手先が器用っていうのは本当なんだな。これなら美容師もいけるんじゃないか……?
「お前ってほんとすごいなぁ。なんでもできるしイケメンだし、ほんとに俺なんかが彼氏でいいの?」
「夏樹さんがいいです」
「……あぁそう? ありがと」
ごめん言わせた。したたかおじさんが発動中らしい。
「……ふぁ……気持ちー……」
「……そんな声出さないでください」
「……んぇ?」
なんか背中に当たってるんだけど。でっかくて硬ったいのが。
「お前こそサイズがえぐいよ」
「……すみません」
「さっきフェラしたときも思ったんだけどさ……マジでそんなのが入ってたの? 俺の中に」
「……煽ってますか?」
「バレた?」
はぁもう無理。だいたい我慢するのは苦手なんだよ俺は……。
「……ンっ……」
キスが気持ちいい。
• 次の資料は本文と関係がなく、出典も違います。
PR #1159, opened 2020-09-24
Dtspb 567 wrap null exceptions

SarahLittlejohn:
https://tools.hmcts.net/jira/browse/DTSPB-567

### Change description ###
Throw exception for null value.

```
[ ] Yes
[ X ] No
```

### DIFF
--- a/src/main/java/uk/gov/hmcts/probate/exception/ClientDataException.java
+++ b/src/main/java/uk/gov/hmcts/probate/exception/ClientDataException.java
@@ -2,37 +2,12 @@ package uk.gov.hmcts.probate.exception;
 
 import lombok.Data;
 import lombok.EqualsAndHashCode;
-import org.springframework.validation.Errors;
-import uk.gov.hmcts.probate.exception.model.FieldErrorResponse;
-
-import java.util.List;
-import java.util.Optional;
-import java.util.stream.Collectors;
-import java.util.stream.Stream;
 
 @Data
 @EqualsAndHashCode(callSuper = true)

なんだか冬馬にされることがぜんぶ気持ちいい。どうしちゃったんだ俺……。
「それ以上煽らないでください」
「ゾーンに入っちゃう?」
「それは……気をつけます」
「……そっかぁ。見てみたいけどね」
「……え?」
「マジメな冬馬クンがゾーンに入るとどうなっちゃうのか……すっごい気になる」
さすがに煽りすぎか? でもこれから長く付き合っていくことを考えると、こいつの振り幅も知っておく必要があるよな……とか言いつつ、ただのエロ心だけど。
「お湯につかりましょう」
「……うん」
逆に冷静になったか……?
「……っぁ、待って」
「何ですか?」
「……耳はっ……やめてほしい……」
背中がゾワゾワする。もしかして俺って耳が弱いの? 十年もAV男優やってて気づかないとかヤバいな俺……。
「夏樹さんの耳ってエロいですよね」
「……っ……お前そればっか……」
「だってエロくないところが見つからないんです……ここに刺さってるピアスになりたい」
「んァっ……!」
まーたヤバいこと言ってんな。残念ながらもうツッコミは入れられそうにないけど……。